Council President Anna C. Verna : Report inconclusive.

City Solicitor Shelley Smith has given City Council a legal opinion that opens the door for a repeal of the controversial and costly pension perk known as DROP.

Council has no excuse now that would prevent it from holding hearings and voting on a pending bill to eliminate DROP, or the Deferred Retirement Option Plan.
 

Smith’s opinion says the 1999 legislation that created DROP allows for Council to amend the plan for all employees not already enrolled in the program. Smith added that if city workers challenge a repeal of DROP, it is uncertain how the courts will rule.
 

Somehow, City Council President Anna C. Verna appeared to be confused by Smith’s 13-page opinion. Verna issued a statement saying she was “disappointed” with the legal guidance.
 

“Merely saying that removing DROP participation for most employees ‘could’ be constitutional is of no help at all,” Verna said.
 

It’s unclear what Verna is missing. Smith’s opinion is straightforward. She said Council could end the benefit, and cited legal precedents to support the move.
 

Smith also cautioned that the courts could rule against the city in a challenge, but that’s always the case when you go into court.
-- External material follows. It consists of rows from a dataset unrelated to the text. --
PR #487, opened 2016-05-16
Fixies

gr2m:
- adds https://github.com/hoodiehq/hoodie-admin & https://github.com/hoodiehq/hoodie-admin-client to architecture docs
- serves generic UIs from Hoodie Account/Store
- sets admin password to "secret" when using PouchDB (will create follow up issue)
- log correct address to terminal when started

### DIFF
--- a/server/config/db/pouchdb.js
+++ b/server/config/db/pouchdb.js
@@ -3,6 +3,10 @@ module.exports = pouchDbConfig
 var existsSync = require('fs').existsSync
 var join = require('path').join
 
+// pouchdb-admins is made to be a PouchDB plugin but does not require a db,
+// so can be used standalone
+var Admins = require('pouchdb-admins').admins
+var get = require('lodash/get')
 var jsonfile = require('jsonfile')
 var randomstring = require('randomstring')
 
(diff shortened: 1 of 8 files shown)


gr2m:
ping @hoodiehq/maintainers. This PR includes several fixes in preparation of the [hackathon at OSCON](https://ti.to/hoodie/oscon-meet-the-hoodies). I’ll need to get it merged beforehand, would be great if someone could have a glance at it. So sorry for the rush <3

server/config/db/pouchdb.js
```diff
@@ -14,19 +18,52 @@ function pouchDbConfig (state, callback) {
...
-  callback(null, state.config)
+  if (adminPassword) {
+    return callback(null, state.config)
+  }
+
+  var admins = new Admins({
+    secret: secret
+  })
+
+  admins.set('admin', 'secret')
```
gr2m, line 47: here is where we currently set the admin password to "secret", which of course is only a short temporary solution (without it admins cannot sign in at all). I’ll create a follow up issue to set the password per CLI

If anything, Smith provided sound legal advice, and warned there are no slam dunks in court.
 

Any court challenge from the city unions will likely argue that DROP is a pension benefit that can’t be taken away except through negotiations. Indeed, state courts have traditionally provided broad protections to union retirement benefits.
 

But Smith cited two exceptions that could give the city the authority to abolish DROP. Not to mention, the pension benefit wasn’t awarded through collective bargaining. This was a perk that was handed to city employees on a silver platter by then-Mayor Edward G. Rendell.
 

At the time, DROP was touted as revenue-neutral. But a recent study commissioned by Mayor Nutter found that DROP cost the city $258 million over 10 years.
 

Nutter rightly wants to end the program because he says the city can’t afford it. Beyond the cost, DROP provides no substantive benefits to the city.
 

Granted, DROP gives city workers a nice lump-sum payment over and above their annual pension. But that is a perk that taxpayers can’t afford.
 

Verna’s agitation over Smith’s opinion may have more to do with Council’s reluctance to do away with DROP. Seven Council members, including Verna, have enrolled in the program. And they do not want to upset city workers with an election on the horizon.
 

But Council was elected to serve the taxpayers, not the unions. DROP is a perk the taxpayers can’t afford. The mayor wants to end the program. Council should move forward with hearings and vote to end DROP.